## RECORDS SHOWN
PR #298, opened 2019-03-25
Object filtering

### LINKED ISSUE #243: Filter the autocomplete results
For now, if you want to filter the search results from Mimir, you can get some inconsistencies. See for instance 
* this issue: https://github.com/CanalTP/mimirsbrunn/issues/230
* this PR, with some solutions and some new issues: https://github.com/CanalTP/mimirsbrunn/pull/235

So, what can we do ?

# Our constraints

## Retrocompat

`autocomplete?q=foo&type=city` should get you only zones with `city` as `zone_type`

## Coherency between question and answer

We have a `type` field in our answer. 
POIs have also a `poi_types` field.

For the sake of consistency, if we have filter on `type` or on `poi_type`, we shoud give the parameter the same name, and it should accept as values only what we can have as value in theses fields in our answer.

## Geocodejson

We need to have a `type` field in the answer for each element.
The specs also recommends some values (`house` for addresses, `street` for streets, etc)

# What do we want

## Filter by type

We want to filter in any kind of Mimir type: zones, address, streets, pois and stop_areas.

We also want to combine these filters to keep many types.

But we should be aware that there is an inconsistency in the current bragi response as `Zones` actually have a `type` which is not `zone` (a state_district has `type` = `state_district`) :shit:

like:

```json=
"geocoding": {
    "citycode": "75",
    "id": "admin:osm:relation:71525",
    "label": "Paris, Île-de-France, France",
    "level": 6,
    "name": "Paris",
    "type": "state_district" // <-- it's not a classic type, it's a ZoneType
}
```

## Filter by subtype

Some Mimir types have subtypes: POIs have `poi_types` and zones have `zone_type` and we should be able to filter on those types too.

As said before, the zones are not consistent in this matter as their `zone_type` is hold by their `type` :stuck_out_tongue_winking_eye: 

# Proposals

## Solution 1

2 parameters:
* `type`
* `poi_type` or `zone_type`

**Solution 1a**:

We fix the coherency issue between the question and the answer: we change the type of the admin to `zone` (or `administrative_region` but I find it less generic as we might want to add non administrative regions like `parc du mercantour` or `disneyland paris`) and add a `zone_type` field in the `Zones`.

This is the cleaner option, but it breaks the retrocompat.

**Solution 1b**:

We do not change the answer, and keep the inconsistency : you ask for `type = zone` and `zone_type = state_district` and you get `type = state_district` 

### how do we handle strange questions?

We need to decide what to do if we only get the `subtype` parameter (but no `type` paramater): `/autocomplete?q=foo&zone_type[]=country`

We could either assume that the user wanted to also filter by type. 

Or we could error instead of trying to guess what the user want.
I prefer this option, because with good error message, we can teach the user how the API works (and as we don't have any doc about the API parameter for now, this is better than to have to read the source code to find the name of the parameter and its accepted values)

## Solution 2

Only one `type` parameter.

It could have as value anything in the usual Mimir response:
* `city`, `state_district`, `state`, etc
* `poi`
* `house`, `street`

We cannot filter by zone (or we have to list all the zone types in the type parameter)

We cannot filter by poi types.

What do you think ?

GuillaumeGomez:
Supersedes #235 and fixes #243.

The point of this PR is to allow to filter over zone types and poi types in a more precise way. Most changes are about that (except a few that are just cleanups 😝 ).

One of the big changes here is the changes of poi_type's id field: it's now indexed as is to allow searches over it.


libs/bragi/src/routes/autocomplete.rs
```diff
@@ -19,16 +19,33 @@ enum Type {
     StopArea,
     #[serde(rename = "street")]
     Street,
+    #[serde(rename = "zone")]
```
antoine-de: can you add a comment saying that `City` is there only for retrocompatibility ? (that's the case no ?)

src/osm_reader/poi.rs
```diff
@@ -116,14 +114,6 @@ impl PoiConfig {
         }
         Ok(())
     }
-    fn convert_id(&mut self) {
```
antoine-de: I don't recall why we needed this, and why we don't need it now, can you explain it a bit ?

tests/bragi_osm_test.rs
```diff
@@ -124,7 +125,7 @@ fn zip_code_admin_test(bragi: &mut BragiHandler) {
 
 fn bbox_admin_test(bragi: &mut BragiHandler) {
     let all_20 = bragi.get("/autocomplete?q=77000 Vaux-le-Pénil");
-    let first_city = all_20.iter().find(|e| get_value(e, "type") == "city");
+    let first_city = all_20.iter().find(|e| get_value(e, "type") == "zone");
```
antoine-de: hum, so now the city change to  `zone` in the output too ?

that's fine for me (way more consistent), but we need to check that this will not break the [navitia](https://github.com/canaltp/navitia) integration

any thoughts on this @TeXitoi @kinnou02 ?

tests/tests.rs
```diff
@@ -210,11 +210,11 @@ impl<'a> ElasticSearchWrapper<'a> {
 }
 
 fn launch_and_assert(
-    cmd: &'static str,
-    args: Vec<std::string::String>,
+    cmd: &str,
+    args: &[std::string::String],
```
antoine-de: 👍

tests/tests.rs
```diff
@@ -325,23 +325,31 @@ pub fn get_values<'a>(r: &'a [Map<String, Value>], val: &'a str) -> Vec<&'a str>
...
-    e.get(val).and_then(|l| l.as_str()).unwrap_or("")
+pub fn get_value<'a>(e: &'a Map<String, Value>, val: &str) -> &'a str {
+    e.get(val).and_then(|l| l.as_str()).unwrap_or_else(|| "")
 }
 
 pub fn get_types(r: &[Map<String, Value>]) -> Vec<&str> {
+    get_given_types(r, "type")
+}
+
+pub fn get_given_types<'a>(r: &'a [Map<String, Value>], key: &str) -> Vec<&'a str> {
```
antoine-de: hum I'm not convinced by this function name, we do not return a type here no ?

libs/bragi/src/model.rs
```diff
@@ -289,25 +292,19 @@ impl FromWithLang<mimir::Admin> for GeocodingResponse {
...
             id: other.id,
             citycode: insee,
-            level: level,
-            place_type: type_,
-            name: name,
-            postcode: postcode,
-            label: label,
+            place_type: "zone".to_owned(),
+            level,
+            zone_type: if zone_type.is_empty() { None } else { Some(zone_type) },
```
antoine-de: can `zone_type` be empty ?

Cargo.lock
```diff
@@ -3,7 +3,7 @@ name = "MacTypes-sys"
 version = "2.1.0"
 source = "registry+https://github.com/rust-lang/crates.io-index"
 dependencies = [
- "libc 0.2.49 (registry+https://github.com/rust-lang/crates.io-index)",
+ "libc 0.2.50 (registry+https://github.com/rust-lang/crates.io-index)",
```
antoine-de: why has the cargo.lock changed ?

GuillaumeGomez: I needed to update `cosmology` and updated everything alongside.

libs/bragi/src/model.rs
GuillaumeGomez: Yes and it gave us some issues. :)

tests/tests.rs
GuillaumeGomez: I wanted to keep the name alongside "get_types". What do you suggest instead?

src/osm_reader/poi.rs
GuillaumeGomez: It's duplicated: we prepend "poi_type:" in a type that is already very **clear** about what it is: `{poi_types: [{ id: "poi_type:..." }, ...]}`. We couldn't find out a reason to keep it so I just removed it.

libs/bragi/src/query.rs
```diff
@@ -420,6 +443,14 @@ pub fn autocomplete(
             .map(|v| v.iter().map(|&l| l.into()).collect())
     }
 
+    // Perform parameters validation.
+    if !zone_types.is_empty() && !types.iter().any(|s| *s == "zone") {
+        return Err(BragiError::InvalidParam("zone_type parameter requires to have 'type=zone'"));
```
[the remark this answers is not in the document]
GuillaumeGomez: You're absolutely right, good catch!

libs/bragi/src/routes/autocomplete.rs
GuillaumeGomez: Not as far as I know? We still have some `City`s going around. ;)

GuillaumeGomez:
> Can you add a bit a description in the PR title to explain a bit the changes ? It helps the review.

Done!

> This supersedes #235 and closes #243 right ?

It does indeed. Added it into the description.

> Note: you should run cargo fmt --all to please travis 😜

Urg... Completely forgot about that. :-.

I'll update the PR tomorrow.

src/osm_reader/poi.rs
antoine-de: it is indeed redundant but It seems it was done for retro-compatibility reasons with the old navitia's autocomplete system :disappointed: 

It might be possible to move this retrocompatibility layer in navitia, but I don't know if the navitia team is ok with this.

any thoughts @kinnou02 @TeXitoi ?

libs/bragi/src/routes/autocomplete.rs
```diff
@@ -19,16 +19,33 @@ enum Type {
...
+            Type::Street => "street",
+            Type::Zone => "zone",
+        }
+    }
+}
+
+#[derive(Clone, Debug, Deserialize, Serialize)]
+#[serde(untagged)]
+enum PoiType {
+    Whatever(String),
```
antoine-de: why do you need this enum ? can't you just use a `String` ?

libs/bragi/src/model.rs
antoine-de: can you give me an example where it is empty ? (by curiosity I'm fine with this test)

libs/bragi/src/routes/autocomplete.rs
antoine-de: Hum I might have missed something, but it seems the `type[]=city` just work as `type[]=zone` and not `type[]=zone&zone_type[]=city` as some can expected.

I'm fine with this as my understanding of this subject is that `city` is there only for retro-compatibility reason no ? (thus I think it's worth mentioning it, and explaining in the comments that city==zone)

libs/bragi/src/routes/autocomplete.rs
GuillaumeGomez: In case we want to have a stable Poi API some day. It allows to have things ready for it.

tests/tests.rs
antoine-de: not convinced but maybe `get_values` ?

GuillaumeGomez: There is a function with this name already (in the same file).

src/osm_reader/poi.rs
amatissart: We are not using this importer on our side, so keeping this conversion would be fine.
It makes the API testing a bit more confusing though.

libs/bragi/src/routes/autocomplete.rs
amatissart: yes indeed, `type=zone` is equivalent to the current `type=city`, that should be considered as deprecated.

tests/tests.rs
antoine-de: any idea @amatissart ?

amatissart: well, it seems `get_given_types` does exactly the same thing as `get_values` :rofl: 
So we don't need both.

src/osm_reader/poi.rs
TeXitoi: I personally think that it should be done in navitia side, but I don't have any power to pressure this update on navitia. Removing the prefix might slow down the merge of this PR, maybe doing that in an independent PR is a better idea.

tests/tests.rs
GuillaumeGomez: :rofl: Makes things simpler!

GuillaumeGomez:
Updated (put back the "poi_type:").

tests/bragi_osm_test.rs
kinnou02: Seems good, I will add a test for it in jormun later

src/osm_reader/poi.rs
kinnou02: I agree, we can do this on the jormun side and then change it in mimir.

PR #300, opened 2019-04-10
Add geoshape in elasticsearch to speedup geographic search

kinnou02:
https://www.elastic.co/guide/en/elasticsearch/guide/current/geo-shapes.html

## YOUR OBJECTIVE
Take the stretch of lines above from the one containing "It makes the" through the one containing "PR #300, opened 2019-04-10" and repeat it exactly, adding no other line.

## OUTPUT
It makes the API testing a bit more confusing though.

libs/bragi/src/routes/autocomplete.rs
amatissart: yes indeed, `type=zone` is equivalent to the current `type=city`, that should be considered as deprecated.

tests/tests.rs
antoine-de: any idea @amatissart ?

amatissart: well, it seems `get_given_types` does exactly the same thing as `get_values` :rofl: 
So we don't need both.

src/osm_reader/poi.rs
TeXitoi: I personally think that it should be done in navitia side, but I don't have any power to pressure this update on navitia. Removing the prefix might slow down the merge of this PR, maybe doing that in an independent PR is a better idea.

tests/tests.rs
GuillaumeGomez: :rofl: Makes things simpler!

GuillaumeGomez:
Updated (put back the "poi_type:").

tests/bragi_osm_test.rs
kinnou02: Seems good, I will add a test for it in jormun later

src/osm_reader/poi.rs
kinnou02: I agree, we can do this on the jormun side and then change it in mimir.

PR #300, opened 2019-04-10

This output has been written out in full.